All representative periods
In addition to the individual representative periods, you need a group that includes all the representative periods, see the image below:
You can create an entity group by clicking on the temporal_block structure and then select the option "Add entity group...".
And last, but not least, you need to create a new entity in the model_default_temporal_block entity class that includes all the group of representative periods.
These configurations are needed for SpineOpt to properly interpret the representative periods and create the corresponding variables and constraints in the model.
Nodes
Electricity node
The electricity_node is a demand node with a time series of three days of 24-hour values instead of a unique value as in the Simple System. Note that the demand time series is defined for the whole time horizon (i.e., 72 hours), but the operational variables in the model will only be created for the representative periods. That is what allows to reduce the computational burden of the model while still capturing the key characteristics of the system through the representative periods.
Battery storage node
The configuration of the battery_storage includes the has_state parameter set to true to allow the battery to have a state variable, the node_state_cap, and the number_of_storages as the basic information.

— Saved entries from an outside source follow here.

PR #13745, opened 2026-09-15
fix(onChange): ignore stale built-in validation result after reset

giaBaoJS:
## Proposed Changes

`onChange` has two validation branches. The resolver branch captures
`_resetCallId` before awaiting and bails when `reset()` bumped it (#13744).
The built-in validation branch does the same kind of async work and had no
guard, so a `validate` promise that settles after `reset()` writes its
discarded result into the form that `reset()` already cleaned.

Minimal repro (`mode: 'onChange'`, no resolver):

```tsx
const { register, reset, formState: { errors } } = useForm({
  mode: 'onChange',
  defaultValues: { test: '' },
});

<input {...register('test', { validate: () => slowPromise })} />
<button onClick={() => reset(undefined, { keepValues: true })}>reset</button>
```

1. Type into the input. `validate` starts and stays pending.
2. Click reset. `errors` is empty, as expected.
3. `validate` resolves with a message. `errors.test` comes back.

Two distinct states are affected:

- `errors`: `src/logic/createFormControl.ts:1299-1308` awaits `validateField`,
  then `shouldRenderByError` at line 1335 sets the error. `keepValues` (or a
  `reset()` that restores the same value) is what exposes it, because
  `_updateIsFieldValueUpdated` otherwise masks the write by bailing when the
  in-flight value no longer matches the current one.
- `isValid`: `src/logic/createFormControl.ts:1317` awaits
  `executeBuiltInValidation` for the `isValid` verdict. That is a second
  suspension point, and a `reset()` landing there leaves `isValid` set from a
  result that was meant to be discarded.

The fix captures `_resetCallId` once at the top of the branch and returns at
both await points, matching the existing guards in
`executeSchemaAndUpdateState`, `trigger`, `handleSubmit` and the resolver
branch of `onChange`.

Tests, in `src/__tests__/useForm/reset.test.tsx`:

- a `validate` promise settling after `reset({ keepValues: true })` no longer
  resurrects the error,
- an `isValid` pass spanning `reset()` no longer overwrites `isValid`,
- control: with no `reset()`, a slow `validate` result is still applied.

Reverting only the source change turns the first two red and leaves the
control green.

Scope note: `props.validate` (the form-level `validate` option) has the same
shape of hole through `validateForm`, which calls `setError(FORM_ERROR_TYPE)`
after awaiting `props.validate`. A form-level validate that resolves to a
message after `reset()` will resurrect the root error the same way. That one
is shared by `trigger`, `handleSubmit` and `executeBuiltInValidation`, so
guarding it is a wider change than this PR and I left it untouched.

No issue filed for this; found by reading the two branches side by side.

## Type of change

## Checklist:


src/logic/createFormControl.ts
```diff
@@ -1306,6 +1307,13 @@ export function createFormControl<
             _options.shouldUseNativeValidation,
           )
         )[name];
+
+        // A reset() that lands while this validation is pending has already
+        // cleared the state this result describes.
+        if (resetCallId !== _resetCallId) {
```
```suggestion
        if (resetCallId !== _resetCallId) {
```

bluebill1049 (approved):

PR #13750, opened 2026-09-17
fix(useFieldArray): do not mark form dirty when array default is null

### LINKED ISSUE #13749: useFieldArray over a null default marks the form dirty on mount
Hey! Found that mounting useFieldArray over an array field whose default is null marks the form dirty right away, even though the user touched nothing. Any form fed by an API that returns null for an empty list shows unsaved-changes state on load. Happy to PR a fix that only initializes the field array when the value is actually undefined if that helps.

soroush5:
Mounting useFieldArray over an array field whose default is null marked the form dirty immediately, so API-fed forms showed unsaved-changes state on load with zero user input. The mount guard now only initializes when the value is actually undefined.

Verified: new regression test fails before and passes after, field-array neighbors green.

Fixes #13749


bluebill1049 (approved):

soroush5:
Thanks for the review and merge.

PR #13752, opened 2026-09-17
fix(setValues): deep merge nested partials instead of dropping siblings

### LINKED ISSUE #13751: setValues with nested partials wipes untouched sibling values
Hey! Found that setValues({ user: { profile: { firstName: 'John' } } }) wipes untouched nested siblings (lastName, the whole address subtree) from form state, while the inputs still display them — so submit silently loses data. Bulk-updating one section from server data hits this every time. Happy to PR a fix that deep-merges plain-object subtrees if that helps.

soroush5:
setValues with nested partials replaced whole subtrees in form state, silently wiping untouched values while the inputs still showed them — submit then lost data. Plain-object subtrees now merge recursively; arrays, Dates and other values still replace by reference.

Verified: new tests fail before (2 failed) and pass after (23 green), full suite green.

Fixes #13751


soroush5:
You are right, nested partials are outside the setValues contract. Closing this, thanks for explaining.

PR #13761, opened 2026-09-18
fix: ignore stale built-in validation result after reset in handleSubmit

### LINKED ISSUE #13760: handleSubmit ignores reset() during async validation
Hey! Found that if reset() runs while handleSubmit is awaiting an async field-level validate, the late result still lands — either a stale error in formState.errors (plus a stale onInvalid) or onValid called with the discarded pre-reset values. Happy to PR a fix if that helps.

soroush5:
If reset() runs while handleSubmit awaits an async field validate, the late result still landed as a stale error or a stale onValid call. The in-flight result is now discarded once a reset happened, same guard style as #13733.

Verified: 2 new tests fail before and pass after, full suite green.

Fixes #13760


bluebill1049:
I think there’s still a stale validation case here with form-level `props.validate`.

`executeBuiltInValidation` calls `validateForm()` before the new `shouldAbort` check, and `validateForm()` can call `setError` / `clearErrors` after async validation resolves.

So if `reset()` happens while `props.validate` is pending, the validation result could still write stale errors after the reset, even though `onValid` / `onInvalid` are correctly skipped.

Could we also cover the form-level async `validate` case and make sure we abort before applying its result?

soroush5:
Good catch, you are right. Pushed a follow-up: shouldAbort is now threaded into validateForm too, so a late props.validate result after reset no longer touches errors. Added a form-level regression test (fails before, passes after), full suite green.

bluebill1049:
nice, could you resolve the conflicts?

soroush5:
Rebased and reworked on the new architecture: the guard now lives inside executeBuiltInValidation right after each validateField, so a late field result after reset never reaches formState.errors either. Verified the gap first: the 3 regression tests fail on current master (stale onInvalid still fires), all green with this fix, full suite 1396 passed.

bluebill1049 (approved):

soroush5:
Thanks for merging.

PR #13765, opened 2026-09-19
fix: revalidate deps dependents on setValue with shouldValidate

### LINKED ISSUE #13764: setValue with shouldValidate does not revalidate deps dependents
Hey! Found that setValue(src, v, { shouldValidate: true }) never revalidates deps dependents — typing into src clears a confirm-password mismatch, but a programmatic set (like a generate-password button) leaves a ghost error and a stuck isValid-gated save button. Happy to PR a fix if that helps.

soroush5:
Typing into a field revalidated its deps dependents, but a programmatic setValue with shouldValidate left ghost errors and a stuck isValid state. Deps are now revalidated on the setValue path too, mirroring the onChange behavior.

Verified: 2 new tests fail before and pass after, full suite green, plus a real Chromium check.

Fixes #13764


bluebill1049 (approved):

soroush5:
Thanks for merging.

PR #13767, opened 2026-09-19
fix: clear stale field array root error once an op satisfies the rule

### LINKED ISSUE #13766: Field array root error stays after append satisfies the rule
Hey! Found that an array-level useFieldArray rule (like minLength) leaves a ghost errors.<name>.root message after append satisfies the rule — isValid heals to true but the stale message stays visible. Everyday case is an at-least-N-items list where the user adds rows to fix the error. Happy to PR a fix if that helps.

soroush5:
Array-level rules left a ghost root error after an op satisfied them, while isValid healed — a visible broken invariant. The now-passing result now clears just the stale root, row errors survive.

Verified: 3 new tests fail before and pass after, full suite green, real Chromium both directions.

Fixes #13766


bluebill1049 (approved):

bluebill1049:
Thanks for all the PRs and contributions lately! Really appreciate the time and effort you've put into tracking down and fixing these issues. 🙏

soroush5:
Thanks for merging.

PR #13769, opened 2026-09-19
fix: cancel nested delayError timers on resetField parent reset

### LINKED ISSUE #13768: resetField on parent leaves nested delayError timers alive
Hey! Found that resetField('parent') leaves nested delayError timers running — a stale error pops back after a per-section reset and blocks submit while isValid reads true. Clearing or unregistering the whole tree cancels them, but resetField on a parent does not. Happy to PR a one-line fix if that helps.

soroush5:
resetField on a parent left nested delayError timers alive, so a stale error popped back after a per-section reset and blocked submit while isValid read true. The tree-cancel used by clear/unregister now runs here too.

Verified: new test fails before and passes after, full suite green, real Chromium both directions.

Fixes #13768


bluebill1049 (approved):

soroush5:
Thanks for merging.

PR #140, opened 2021-04-13
hdf load workaround for 2 classes with same name

Leimeroth:
There still was an issue with loading jobs from hdf5 if they used the gaussian function. I assume the reason is the same class name for 2 different classes.


pmrv:
If I have this on my radar correctly, classes are saved by there full import path + name, so I'm not sure I understand the issue.  We should talk about this next week to see if I miss something.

In addition, we can define a cyclic condition for the battery storage by defining node__temporal_block entities, like in the figure below. This cyclic condition means that the state of charge at the end of the last representative period will be equal to the state of charge at the beginning of the first representative period, which is a common assumption for short-term storage in representative periods models.
Fuel node
The configuration of the fuel_node is similar to the battery_storage node. In addition, we can define an initial value for the fuel node at the beginning of the model's time horizon using the initial_node_state parameter.
The parameter is_longterm_storage is set to true for the fuel node, which means that the state of the fuel node can be carried over the whole time horizon, allowing to properly account for seasonal storage in the model. This is a key feature of SpineOpt that allows to capture the dynamics of seasonal storage in representative periods models.

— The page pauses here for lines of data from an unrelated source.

PR #153, opened 2021-04-26
Add convenience method to recreate added structures from container

pmrv:
Adds a `get_structure()` method as Jörg suggested on Friday.

### DIFF
--- a/pyiron_contrib/atomistics/atomicrex/structure_list.py
+++ b/pyiron_contrib/atomistics/atomicrex/structure_list.py
@@ -103,33 +103,32 @@ class FlattenedStructureContainer:
             self.identifiers = hdf_s_lst["identifiers"].astype(np.dtype("U20"))
             self.len_current_struct = hdf_s_lst["len_current_struct"]
 
-    def get_structure(self, iteration_step=-1, wrap=False):
+    def get_structure(self, index_or_identifier=-1):
         """
         Create pyiron Atoms object from saved arrays.
 
         Args:
-            iteration_step (int, str): if str then must one of the identifiers given to :method:`.add_structure`
-                                       otherwise must be and integer in range [-N, N) where N the number of structures
-                                       stored in the container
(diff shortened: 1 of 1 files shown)


Leimeroth (commented):
I like that structures can be obtained using the identifier or the index, but I think calling it iteration_step only makes sense for MD simulations, but for those the FlattenedStructureContainer is still a bit overkill because the number of atoms in each step and, if the same order is kept, the symbols stay constant. Are there some plans to use this or a similar class for storing MD calculations?
A name like index_or_identifier or splitting it into 2 different arguments would be more self explanatory imo for the FlattenedStructureContainer.
Also E could be obtained using I + self.len_current_structure(iteration_step), which is easier I guess.

pmrv:
> I like that structures can be obtained using the identifier or the index, but I think calling it iteration_step only makes sense for MD simulations, but for those the FlattenedStructureContainer is still a bit overkill because the number of atoms in each step and, if the same order is kept, the symbols stay constant. Are there some plans to use this or a similar class for storing MD calculations?
> A name like index_or_identifier or splitting it into 2 different arguments would be more self explanatory imo for the FlattenedStructureContainer.

The arguments I named as per convention in the other atomistic jobs.  It's not ideal here, I agree.  I'll change it for now and then later see how to harmonize it with [this](https://github.com/pyiron/pyiron_atomistics/pull/167) later.


> Also E could be obtained using I + self.len_current_structure(iteration_step), which is easier I guess.

Agree, didn't catch that.

pmrv:
> Are there some plans to use this or a similar class for storing MD calculations?

I would like this class to completely replace `StructureContainer` from pyiron_atomistics, so also structures from MD will end up in there at some point.  I also want this to work in the context of (semi-) grandcanonical MC, so I'd rather not put assumptions about number/types of atoms during a run in the class, too.

Leimeroth (approved):
I think you can merge it.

Units and other entity classes
The definition of units and other entity classes is similar to the Simple System, you can check out the Simple System tutorial to learn more.
Results
As usual, you can analyze the results in SpineToolbox. The following figures show the state of charge of the battery storage and the fuel node.

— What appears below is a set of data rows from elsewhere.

PR #154, opened 2021-04-27
Resize flattened container on the fly

pmrv:
As per our discussion in #148.

### DIFF
--- a/pyiron_contrib/atomistics/atomicrex/structure_list.py
+++ b/pyiron_contrib/atomistics/atomicrex/structure_list.py
@@ -22,12 +22,21 @@ from pyiron_contrib.atomistics.atomicrex.fit_properties import FlattenedARProper
 class FlattenedStructureContainer:
     """
     Class that can write and read lots of structures from and to hdf quickly.
-    This is done by storing positions, cells, etc. into large arrays instead of writing every structure into a new group.
-    Structures are stored together with an identifier that should be unique.
-    The class has to be initialized with the number of structures and the total number of atoms in all structures.
-    This allows to preallocate the necessary arrays and therefore prevents reallocations.
+
+    This is done by storing positions, cells, etc. into large arrays instead of writing every structure into a new
+    group.  Structures are stored together with an identifier that should be unique.  The class can be initialized with
+    the number of structures and the total number of atoms in all structures, but re-allocates memory as necessary when
+    more (or larger) structures are added than initially anticipated.
     """
+
     def __init__(self, num_structures=0, num_atoms=0):
+        """
+        Create new structure container.
+
+        Args:
+            num_structures (int): pre-allocation for per structure arrays
+            num_atoms (int): pre-allocation for per atoms arrays
+        """
         self._num_structures_alloc = num_structures
         self._num_atoms_alloc = num_atoms
         # store the starting index for properties with unknown length
--- a/pyiron_contrib/atomistics/atomicrex/structure_list.py
+++ b/pyiron_contrib/atomistics/atomicrex/structure_list.py
@@ -53,10 +53,10 @@ class FlattenedStructureContainer:
     def _init_arrays(self):
         self.symbols = np.full(self._num_atoms_alloc, "XX", dtype=np.dtype("U2"))# 2 character unicode array for chemical symbols
         self.positions = np.empty((self._num_atoms_alloc, 3))
-        self.cells = np.empty((self.__num_structures_alloc_alloc, 3, 3))
-        self.start_indices = np.empty(self.__num_structures_alloc_alloc, dtype=np.int32)
-        self.len_current_struct = np.empty(self.__num_structures_alloc_alloc, dtype=np.int32)
-        self.identifiers = np.empty(self.__num_structures_alloc_alloc, dtype=np.dtype("U20"))
+        self.cells = np.empty((self.__num_structures_alloc, 3, 3))
+        self.start_indices = np.empty(self.__num_structures_alloc, dtype=np.int32)
+        self.len_current_struct = np.empty(self.__num_structures_alloc, dtype=np.int32)
+        self.identifiers = np.empty(self.__num_structures_alloc, dtype=np.dtype("U20"))
 
     def _resize_atoms(self, new):
         self._num_atoms_alloc = new
--- a/pyiron_contrib/atomistics/atomicrex/structure_list.py
+++ b/pyiron_contrib/atomistics/atomicrex/structure_list.py
@@ -37,12 +37,13 @@ class FlattenedStructureContainer:
             num_structures (int): pre-allocation for per structure arrays
             num_atoms (int): pre-allocation for per atoms arrays
         """
-        self._num_structures_alloc = num_structures
-        self._num_atoms_alloc = num_atoms
+        # tracks allocated versed as yet used number of structures/atoms
+        self._num_structures_alloc = self.num_structures = num_structures
+        self._num_atoms_alloc = self.num_atoms = num_atoms
         # store the starting index for properties with unknown length
-        self.num_atoms = 0
+        self.current_atom_index = 0
         # store the index for properties of known size, stored at the same index as the structure
-        self.num_structures = 0
+        self.current_structure_index = 0
         # Also store indices of structure recently added
         self.prev_structure_index = 0
         self.prev_atom_index = 0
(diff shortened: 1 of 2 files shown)


pyiron_contrib/atomistics/atomicrex/structure_list.py
```diff
@@ -26,33 +26,49 @@ class FlattenedStructureContainer:
...
     This allows to preallocate the necessary arrays and therefore prevents reallocations.
-
-    TODO: Alternatively preallocate arrays with large default values (f.e. 1e6 atoms) then use resize to shrink them?
-    """    
+    """
     def __init__(self, num_structures=0, num_atoms=0):
-        self.num_structures = num_structures
-        self.num_atoms = num_atoms
+        self._num_structures_alloc = num_structures
+        self._num_atoms_alloc = num_atoms
```
Leimeroth, line 32: I use num_structures and num_atoms in some other places in the atomicrex code, f.e. to iterate over the structures, so I wouldn't change their name.

pyiron_contrib/atomistics/atomicrex/structure_list.py
```diff
@@ -75,24 +91,25 @@ def add_structure(self, structure, identifier):
 
 
     def to_hdf(self, hdf, group_name="flattened_structures"):
-        if self.symbols[-1] == "XX":
-            raise ValueError("Initialized arrays are not filled with values")
+        # truncate arrays to necessary size before writing
+        self._resize_atoms(self.current_atom_index)
```
Leimeroth, line 95: Resizing to current_atom_index truncates the positions of the last structure I think. This should probably be current_atom_index + self.len_current_structure[self.current_structure_index]

pyiron_contrib/atomistics/atomicrex/structure_list.py
Leimeroth: Maybe it is a good idea to have _num_structures_alloc for internal reallocations and num_structures for other uses like indexing and resizing before storing to hdf. When reading from hdf we allocate using the actual numbers and when structures are added they can be used as internal helper variables

pyiron_contrib/atomistics/atomicrex/structure_list.py
```diff
@@ -26,33 +26,49 @@ class FlattenedStructureContainer:
...
-        self.start_indices = np.empty(self.num_structures, dtype=np.int32)
-        self.len_current_struct = np.empty(self.num_structures, dtype=np.int32)
-        self.identifiers = np.empty(self.num_atoms, dtype=np.dtype("U20"))
-
+        self.symbols = np.full(self._num_atoms_alloc, "XX", dtype=np.dtype("U2"))# 2 character unicode array for chemical symbols
+        self.positions = np.empty((self._num_atoms_alloc, 3))
+        self.cells = np.empty((self.__num_structures_alloc_alloc, 3, 3))
+        self.start_indices = np.empty(self.__num_structures_alloc_alloc, dtype=np.int32)
+        self.len_current_struct = np.empty(self.__num_structures_alloc_alloc, dtype=np.int32)
+        self.identifiers = np.empty(self.__num_structures_alloc_alloc, dtype=np.dtype("U20"))
```
Leimeroth, line 50: I still would like to keep num_structures, but if we decide otherwise it should be _num_structures_alloc and not __num_structures_alloc_alloc I guess.

pyiron_contrib/atomistics/atomicrex/structure_list.py
```diff
@@ -26,33 +26,49 @@ class FlattenedStructureContainer:
...
+        self.len_current_struct.resize(new)
+        self.identifiers.resize(new)
 
     def add_structure(self, structure, identifier):
+
+        new_atoms = self.current_atom_index + len(structure)
+        if new_atoms >= self._num_atoms_alloc:
+            self._resize_atoms(max(new_atoms, self._num_atoms_alloc * 2))
+        if self.current_atom_index + 1 >= self._num_structures_alloc:
+            self._resize_structures(self._num_structures_alloc * 2)
```
Leimeroth, line 70: For atomicrex it is probably unnecessary but I wonder if we should consider cases where doubling the array size leads to arrays greater than memory?

pyiron_contrib/atomistics/atomicrex/structure_list.py
pmrv: Fair enough, what about I rename `current_structure_index -> num_structures` and `current_atom_index -> num_atoms`?

pyiron_contrib/atomistics/atomicrex/structure_list.py
pmrv: :S

pyiron_contrib/atomistics/atomicrex/structure_list.py
pmrv: I'm not super worried that we run into that, but I'll check how to get that limit.

pyiron_contrib/atomistics/atomicrex/structure_list.py
Leimeroth: Nevermind current_atom_index is updated with add_structure so this should work.

pyiron_contrib/atomistics/atomicrex/structure_list.py
Leimeroth: current_structure_index and current_atom_index are used to store the position in the structure and positions array after adding a structure, while num_structures and num_atoms store the total number of structures resp. atoms in the container and I think both are necessary for the functionality.

pmrv: But immediately after adding a structure the number of structures is the same as the index for the next structure or am I missing something?  Same for the atoms.

I see the scenarios:
1. immediately after creation of the container `num_structures=0`, `_num_structures_alloc=100`.  There's no structures inside yet and the first structures should be written at index 0, `current_structure_index=0`
2. after some structures have been added `num_structures=n`, `_num_structures_alloc=m>n`. The first `n` values of say, `self.cells` are taken, so the next one should go to index `n`, so `current_structure_index=n`.

pyiron_contrib/atomistics/atomicrex/structure_list.py
pmrv: I can't find a cross platform solution without third-party packages and I don't think it's worth extra dependencies.

pyiron_contrib/atomistics/atomicrex/structure_list.py
Leimeroth: I can't think of a scenario where there wouldn't be an easy workaround that needs only 2 of those 3,
but considering clarity of names and _ naming convention I still think we should have all 3.
Then num_structures allows to iterate over all the structures, current_structure can be used to index into the array
and _num_structures_alloc is used for internal resizing and the cost to store 2 more ints is marginal cosidering that we store arrays with possibly millions of entries.
This also allows for some possibly nice features, f.e. we could set current_structure_index to the corresponding index when using get_structure(), which then allows to use it in arrays that store additional data.
For example in the atomicrex class I could index into my fit_property arrays using it then.

Alternatively I would leave out the _num_structures_alloc and use the num_structures for internal resizing, but then we need to  be super careful to always set it back to the correct number after reallocations, which probably gets much worse if this is used together with other flattened properties, like I do to store the fit_properties.

pmrv: Fair enough, if it makes other things easier, I'll add it back in.

pyiron_contrib/atomistics/atomicrex/structure_list.py
Leimeroth: > I don't think it's worth extra dependencies.
I agree. Also users that want to fit millions of structures or something similar should be aware of possible memory problems.

pmrv:
From my side this is ready, anything else you'd want me to change?

Leimeroth:
What do you think about the current_structure_index? 

> I can't think of a scenario where there wouldn't be an easy workaround that needs only 2 of those 3,
> but considering clarity of names and _ naming convention I still think we should have all 3.
> Then num_structures allows to iterate over all the structures, current_structure can be used to index into the array
> and _num_structures_alloc is used for internal resizing and the cost to store 2 more ints is marginal cosidering that we store arrays with possibly millions of entries.
> This also allows for some possibly nice features, f.e. we could set current_structure_index to the corresponding index when using get_structure(), which then allows to use it in arrays that store additional data.
> For example in the atomicrex class I could index into my fit_property arrays using it then.

Also what do you think is the smartest way to use the resizing capability in other classes that use the structure container, but extend it? I would additionally define the resizing functions in my ARStructureContainer  for the fit properties, but that feels like a lot of doubled code, so maybe there is some better way?

pmrv:
> What do you think about the current_structure_index?

Forgot to push the change. :/

> Also what do you think is the smartest way to use the resizing capability in other classes that use the structure container, but extend it? I would additionally define the resizing functions in my ARStructureContainer for the fit properties, but that feels like a lot of doubled code, so maybe there is some better way?

The way I want to do that is by adding a way to "register" new per atom or per structure properties with the structure container, that would be useful for the `TrainingContainer` and also for the your fitting properties.  I have an idea how to do that, but I want to merge this first with the `pyiron_atomistics.StructureContainer` to see how this pans out.  A brief sketch could be

```python
class StructureContainer:
  def register(self, propname, per_structure_or_atom):
    if per_structure_or_atom == 'atom':
      self._atoms[propname] = np.empty(self._num_atoms_alloc)
    else:
      self._structures[propname] = np.empty(self._num_structures_alloc)

  def resize_atoms(new_atoms):
    for p in self._atoms:
      self._atoms[p].resize(...)

  def resize_structures(new_structures):
    for p in self._structures:
      self._structures[p].resize(...)

  def to_hdf(self, hdf):
    for p in self._atoms.keys() + self._structures.keys():
      hdf[p] = ...
```

Leimeroth (approved):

Let's check first the battery storage node. We can see that the state of charge of the battery storage changes within the representative periods, but there is no node state variable for the non-representative periods, since it is not a long-term storage. In addition, we can see that the state of charge at the end of the each representative period is equal to the state of charge at the beginning of the same representative period, which confirms that the cyclic condition is properly defined in the model.
In contrast, the fuel node has a state variable for all the periods, since it is a long-term storage. We can see that the node state of the fuel node changes across the representative periods, which allows to capture the seasonal dynamics of the fuel node in the model. In order to stimate the node state of the fuel node in the non-representative periods, SpineOpt uses the changes (or deltas) in the node state of the corresponding representative periods according to the mapping defined in the representative_period_mapping parameter. For instance, for the second day, which is mapped half to rp1 and half to rp2, the node state of the fuel node is estimated as a weighted average of the change in the node state in rp1 and rp2. This formulation is known as the delta formulation for representative periods, and it is a common approach to estimate the state of long-term storage in non-representative periods based on the changes in the representative periods.